Daily nursing and rehabilitative care that can be performed only by or under the supervision of, skilled medical personnel.


Skilled Nursing Facility (SNF)

Facility that is certified by Medicare to provide 24-hour nursing care and rehabilitation services in addition to other medical services.


Social Security Disability Insurance (SSDI)

A system of federally provided payments to eligible workers (and, in some cases, their families) when they are unable to continue working because of a disability. Benefits begin with the sixth full month of disability and continue until the individual is capable of substantial gainful activity.

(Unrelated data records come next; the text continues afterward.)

PR #1201, opened 2019-10-15
exclude ghc-lib-parser-0.20191002

peterbecich:
This version does not have modules `HsExtension` and `HsSyn`

https://github.com/peterbecich/codeworld/blob/63185c0bd283d86b3b7585c75fd8d662b7df33d6/codeworld-compiler/src/CodeWorld/Compile/Framework.hs#L59-L60

http://hackage.haskell.org/package/ghc-lib-parser-0.20191002


peterbecich:
Nevermind, already fixed.  I was out-of-date.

An individual must have an inability to engage in any substantial gainful activity by reason of any medically determinable physical or mental impairment which can be expected to result in death or has lasted or can be expected to last for a continuous period of not less than 12 months. To meet this definition, an individual's impairment or combination of impairments must be so severe that he or she is unable to do past work, but cannot, considering age, education, and work experience, engage in any other kind of substantial gainful activity which exists in the national economy. SSDI benefits are also paid to dependents (age 18-64) of retired, deceased or disabled workers provided they were disabled in childhood, and widows/widowers aged 50 or over who were married to SSDI beneficiaries. There are different rules for determining disability for those who are statutorily blind (i.e. with central visual, acuity of 20/200 or less in the better eye with the use of correcting lens), widow/widowers, and surviving divorced wives.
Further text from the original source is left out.